Minnesota Timberwolves' Kevin Garnett boxes out Chicago Bulls' Malik Allen in the first quarter during the Bulls 111-100 win over the Timberwolves at the United Center in Chicago, Illinois, Tuesday, February 28, 2006.  (Photo by Jos+¼ M. Osorio/Chicago Tribune/Tribune News Service via Getty Images)
Kevin Garnett led the league in rebounding four times. (Photo by Jose M. Osorio/Chicago Tribune/Tribune News Service via Getty Images)

Kevin Garnett

Passion, intensity and relentless verbal sparring are three characteristics that define Kevin Garnett.

He’s one of only four players in NBA history to be named league MVP and Defensive Player of the Year. Although he wasn’t the first player to go straight to the NBA from high school in 1995, it was his entry that started the trend that led to Kobe Bryant, Tracy McGrady, LeBron James and Dwight Howard following suit.

Listed at 6-feet-11, he was one of the first players of his kind to exhibit guard-like skills and responsibilities, sometimes bringing up the ball to initiate the offense.

Power forwards in his time carried sturdy frames, the opposite of Garnett’s lean, wiry body type. Still, he used his slender physique to maneuver around opponents with a tight handle and quick feet, and he had a jump shot that was virtually impossible to block.

The knock on his game was that he was too unselfish because he really could get any shot he wanted at any given time. He’s the only player in history to record at least 25,000 points, 10,000 rebounds, 5,000 assists, 1,500 steals and 1,500 blocks, and he’s one of three players all time to lead his team in the five major statistical categories for a season, leading the Minnesota Timberwolves in points, rebounds, assists, steals, and blocks in 2002-03.

Garnett’s career is quite significant off the court, and it’s still relevant in today’s player empowerment era.

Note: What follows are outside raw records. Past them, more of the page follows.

PR #117, opened 2023-01-03
Add rudimentary support for zip files

JSCU-CNI:
This zip filesystem adds support for parsing zip files. Its structure is copied from the tar filesystem. Symlink support is missing since no symlinks are supported by cpython's `zipfile` module.


dissect/target/filesystems/zip.py
```diff
@@ -0,0 +1,136 @@
...
+class ZipFilesystem(Filesystem):
+    """This Zip filesystem implementation is WIP and
+    has only been tested for opening java jar archives.
+    Its structure has been copied from the tar filesystem
+    implementation.
+    """
+
+    __fstype__ = "zip"
+
+    def __init__(self, fh, base=None, case_sensitive=True, zipinfo=None, *args, **kwargs):
```
Schamper, line 23:
```suggestion
    def __init__(self, fh: BinaryIO, base: Optional[str]=None, alt_separator: str = "", case_sensitive: bool = True, *args, **kwargs):
```
Remove `zipinfo` (it's not used), add `alt_separator` and add types.

dissect/target/filesystems/zip.py
```diff
@@ -0,0 +1,136 @@
...
+        fh.seek(0)
+
+        self.zip = zipfile.ZipFile(fh, mode="r")
+        self.base = base.strip("/") if base else ""
+
+        self._fs = VirtualFilesystem(case_sensitive=case_sensitive)
```
Schamper, line 29:
```suggestion
        self._fs = VirtualFilesystem(alt_separator=alt_separator, case_sensitive=case_sensitive)
```

dissect/target/filesystems/zip.py
```diff
@@ -0,0 +1,136 @@
...
+
+        for member in self.zip.infolist():
+
```
Schamper, line 32:
```suggestion
```

dissect/target/filesystems/zip.py
```diff
@@ -0,0 +1,136 @@
...
+            rel_name = mname[len(self.base) :]
+
+            # NOTE: Normally we would check here if the member is a symlink or not,
+            # however Python does not have symlink support in the zipfile module.
+            # see https://github.com/python/cpython/issues/82102
+
+            file_entry = ZipFilesystemEntry(self, rel_name, member)
+            self._fs.map_file_entry(rel_name, file_entry)
+
+        super().__init__(case_sensitive=case_sensitive, *args, **kwargs)
```
Schamper, line 49:
```suggestion
        super().__init__(alt_separator=alt_separator, case_sensitive=case_sensitive, *args, **kwargs)
```

dissect/target/filesystems/zip.py
```diff
@@ -0,0 +1,136 @@
...
+
+    @staticmethod
+    def detect(fh):
+        """Detect a zip file on a given file-like object."""
+        offset = fh.tell()
+        try:
+            fh.seek(0)
+            zipfile.ZipFile(fileobj=fh, mode="r")
+            return True
```
Schamper, line 58:
```suggestion
            return zipfile.is_zipfile(fh)
```
Should be a bit more efficient.

dissect/target/filesystems/zip.py
```diff
@@ -0,0 +1,136 @@
...
+
+log = logging.getLogger(__name__)
+
+
+class ZipFilesystem(Filesystem):
+    """This Zip filesystem implementation is WIP and
+    has only been tested for opening java jar archives.
+    Its structure has been copied from the tar filesystem
+    implementation.
+    """
```
Schamper, line 19:
```suggestion
    """Filesystem implementation for zip files.
    
    Python does not have symlink support in the zipfile module, so that's not currently supported.
    See https://github.com/python/cpython/issues/82102 for more information.
    """
```

The untested comment is unnecessary in the docstring, but it would be nice to put the symlink warning there so you don't have to repeat it everywhere.

dissect/target/filesystems/zip.py
```diff
@@ -0,0 +1,136 @@
...
+
+            mname = member.filename.strip("/")
+            if not mname.startswith(self.base):
+                continue
+
+            rel_name = mname[len(self.base) :]
+
+            # NOTE: Normally we would check here if the member is a symlink or not,
+            # however Python does not have symlink support in the zipfile module.
+            # see https://github.com/python/cpython/issues/82102
```
Schamper, line 44:
```suggestion
            # NOTE: Normally we would check here if the member is a symlink or not
```
The explanation is now in the docstring, so only leave this note here.

dissect/target/filesystems/zip.py
```diff
@@ -0,0 +1,136 @@
...
+    def get(self, path):
+        """Returns a ZipFilesystemEntry object corresponding to the given path."""
+        return self._fs.get(path)
+
+
+class ZipFilesystemEntry(VirtualFile):
+    def _resolve(self):
+        # NOTE: Normally we would check here if the member is a symlink or not,
+        # however Python does not have symlink support in the zipfile module.
+        # see https://github.com/python/cpython/issues/82102
```
Schamper, line 74:
```suggestion
```
Having this in multiple places is now unnecessary.

dissect/target/filesystems/zip.py
```diff
@@ -0,0 +1,136 @@
...
+        return self
+
+    def open(self):
+        """Returns file handle (file-like object)."""
+        try:
+            f = self.fs.zip.read(self.entry)
+            return BufferedStream(io.BytesIO(f), size=self.entry.file_size)
```
Schamper, line 81:
```suggestion
            return BufferedStream(self.fs.zip.open(self.entry), size=self.entry.file_size)
```
No need to fully read the file in memory.

dissect/target/filesystems/zip.py
```diff
@@ -0,0 +1,136 @@
...
+        except Exception as e:
+            print(str(e))
```
Schamper, line 83:
```suggestion
```

dissect/target/filesystems/zip.py
```diff
@@ -0,0 +1,136 @@
...
+            raise FileNotFoundError()
+
+    def is_dir(self):
+        """Return whether this entry is a directory. Resolves symlinks when possible."""
+        try:
+            return self._resolve().entry.isdir()
```
Schamper, line 89:
```suggestion
            return self._resolve().entry.is_dir()
```
`zipfile.ZipInfo` has no `isdir`.

dissect/target/filesystems/zip.py
```diff
@@ -0,0 +1,136 @@
...
+        except FilesystemError:
+            return False
+
+    def is_file(self):
+        """Return whether this entry is a file. Resolves symlinks when possible."""
+        try:
+            return self._resolve().entry.isfile()
+        except FilesystemError:
+            return False
```
Schamper, line 98:
```suggestion
        try:
            return not self.is_dir()
        except FilesystemError:
            return False
```
`zipfile.ZipInfo` has no `isfile`, so just use the inverse of `is_dir`. Note that an error should still result in `False`.

dissect/target/filesystems/zip.py
```diff
@@ -0,0 +1,136 @@
...
+
+    def is_symlink(self):
+        """Return whether this entry is a link."""
+        # NOTE: Normally we would check here if the member is a symlink or not,
+        # however Python does not have symlink support in the zipfile module.
+        # see https://github.com/python/cpython/issues/82102
```
Schamper, line 104:
```suggestion
```

dissect/target/filesystems/zip.py
```diff
@@ -0,0 +1,136 @@
...
+        return False
+
+    def readlink(self):
+        """Read the link if this entry is a symlink. Returns a string."""
+        return self.entry.linkname
```
Schamper, line 109:
```suggestion
        raise NotImplementedError()
```

dissect/target/filesystems/zip.py
```diff
@@ -0,0 +1,136 @@
...
+
+    def readlink_ext(self):
+        """Read the link if this entry is a symlink. Returns a filesystem entry."""
+        # Can't use the one in VirtualFile as it overrides the FilesystemEntry
+        return fsutil.resolve_link(fs=self.fs, entry=self)
```
Schamper, line 114:
```suggestion
        raise NotImplementedError()
```

dissect/target/filesystems/zip.py
```diff
@@ -0,0 +1,136 @@
...
+                0,
+                0,
+                self.entry.uid,
+                self.entry.gid,
+                self.entry.size,
+                0,
+                self.entry.mtime,
+                0,
+            ]
+        )
```
Schamper, line 136: This is not implemented yet, perhaps something like:
```suggestion
        # ['mode', 'addr', 'dev', 'nlink', 'uid', 'gid', 'size', 'atime', 'mtime', 'ctime']
        return fsutil.stat_result(
            [
                (stat.S_IFDIR if self.is_dir() else S_IFREG) | 0o777,
                self.entry.header_offset,
                id(self.fs),
                0,
                0,
                0,
                self.entry.file_size,
                0,
                datetime(*self.entry.date_time, tzinfo=timezone.utc),
                0,
            ]
        )
```

dissect/target/filesystems/zip.py
```diff
@@ -0,0 +1,136 @@
...
+            # however Python does not have symlink support in the zipfile module.
+            # see https://github.com/python/cpython/issues/82102
+
+            file_entry = ZipFilesystemEntry(self, rel_name, member)
+            self._fs.map_file_entry(rel_name, file_entry)
+
+        super().__init__(case_sensitive=case_sensitive, *args, **kwargs)
+
+    @staticmethod
+    def detect(fh):
```
Schamper, line 52:
```suggestion
    def detect(fh: BinaryIO) -> bool:
```

dissect/target/filesystems/zip.py
```diff
@@ -0,0 +1,136 @@
...
+            fh.seek(0)
+            zipfile.ZipFile(fileobj=fh, mode="r")
+            return True
+        except Exception as e:
+            log.warning("Failed to detect zip filesystem", exc_info=e)
+            return False
+        finally:
+            fh.seek(offset)
+
+    def get(self, path):
```
Schamper, line 65:
```suggestion
    def get(self, path: str) -> ZipFilesystemEntry:
```

dissect/target/filesystems/zip.py
```diff
@@ -0,0 +1,136 @@
...
+    def readlink_ext(self):
+        """Read the link if this entry is a symlink. Returns a filesystem entry."""
+        # Can't use the one in VirtualFile as it overrides the FilesystemEntry
+        return fsutil.resolve_link(fs=self.fs, entry=self)
+
+    def stat(self):
+        """Return the stat information of this entry."""
+        return self._resolve().lstat()
+
+    def lstat(self):
```
Schamper, line 120:
```suggestion
    def lstat(self) -> fsutil.stat_result:
```

Schamper (changes requested):
I locally tried to see if `zipfile.Path` could be used but unfortunately it's a bit too restrictive. 

I didn't put the imports for the type hints, so you'll have to fix that.

Also please add a unit test. You can use the following as a boilerplate or as inspiration:
```python
import io
import zipfile

import pytest

from dissect.target.filesystems.zip import ZipFilesystem


def _create_zip(prefix=""):
    buf = io.BytesIO()
    zf = zipfile.ZipFile(buf, "w")

    zf.writestr(f"{prefix}file_1", "file 1 contents")
    zf.writestr(f"{prefix}file_2", "file 2 contents")
    for i in range(100):
        zf.writestr(f"{prefix}dir/{i}", f"contents {i}")

    zf.close()
    buf.seek(0)
    return buf


@pytest.fixture
def zip_simple():
    yield _create_zip()


@pytest.fixture
def zip_base():
    yield _create_zip("base/")


@pytest.fixture
def zip_relative():
    yield _create_zip("./")


@pytest.mark.parametrize(
    "obj",
    [
        "split_fhs",
        "split_paths",
        "split_symlink",
    ],
)
def test_filesystems_zip(obj, request):
    fh = request.getfixturevalue(obj)

    assert ZipFilesystem.detect(fh)
    fs = ZipFilesystem(fh)
    # rest of the test here
```

Schamper:
Can you also add a unit test using the boilerplate I gave above?

JSCU-CNI:
Added a test as you suggested @Schamper. Couldn't get relative paths to work in this test, could you take a look? It seems that something goes wrong at `VirtualFilesystem.get`.

Schamper:
I was just checking the code out to work on this :) I made some changes. The tests now pass, can you please verify if these changes also work as you expect them to?

JSCU-CNI:
> I was just checking the code out to work on this :) I made some changes. The tests now pass, can you please verify if these changes also work as you expect them to?

Thanks, this works like a charm!

dissect/target/filesystems/zip.py
```diff
@@ -0,0 +1,153 @@
...
+            return False
+        finally:
+            fh.seek(offset)
+
+    def get(self, path: str) -> ZipFilesystemEntry:
+        """Returns a ZipFilesystemEntry object corresponding to the given path."""
+        return self._fs.get(path)
+
+
+class ZipFilesystemEntry(VirtualDirectory, VirtualFile):
```
pyrco, line 82: I think it would be better and more robust to have a separate `class ZipFilesystemDirectoryEntry(VirtualDirectoryEntry)` which would store the `ZipInfo` `entry` somewhere and override the `stat()` method.

It would also do away with a lot of the overridden methods in this class.

dissect/target/filesystems/zip.py
```diff
@@ -0,0 +1,153 @@
...
+        self.alt_separator = alt_separator
+
+        self._fs = VirtualFilesystem(alt_separator=alt_separator, case_sensitive=case_sensitive)
+
+        for member in self.zip.infolist():
+            mname = member.filename.strip("/")
+            if not mname.startswith(self.base):
+                continue
+
+            rel_name = fsutil.normpath(mname[len(self.base) :])
```
pyrco, line 57:
```suggestion
            rel_name = fsutil.normpath(mname[len(self.base) :], alt_separator=self.alt_separator)
```

pyrco (changes requested):

dissect/target/filesystems/zip.py
Schamper: Fair enough, I was mostly looking for feedback for specifically this decision.

Schamper:
@JSCU-CNI btw I'll take care of these comments since they were my changed.

pyrco (approved):
LGTM

I guess similar changes (esp. the split in file and dir entries) are in order to #144?

Schamper (approved):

When contemplating their own futures, star players often refer to the loyalty Garnett displayed in spending 12 years with the Minnesota Timberwolves and never advancing past the conference finals. More than a decade of his prime was widely regular-season viewing.

In 2007, he reluctantly accepted a trade to the Boston Celtics, where a potent Big 3 was formed with Paul Pierce and Ray Allen, and they won an NBA title in their first season together in 2008. Garnett would share with teammates how he regretted not making the move earlier in his career.

Garnett’s decision was the blueprint for one of the biggest and most controversial offseason moves in league history, when James, 25, bolted the Cleveland Cavaliers in 2010 after seven seasons to join the Miami Heat and form their own Big 3 with Dwyane Wade and Chris Bosh.

In many regards, Garnett is one of the most influential players in basketball history.

As for his pecking order among the game’s elite, Garnett is arguably the most versatile player to have ever set foot on a basketball court. If it were not for Duncan’s reign, Garnett probably would be considered the best power forward of all time.

And that “probably” qualifier is because some believe Dirk Nowitzki has a legitimate argument. But given Garnett’s dominance at both ends of the floor, I’d give him the nod.

There has never been anyone like Garnett, and it will likely remain that way.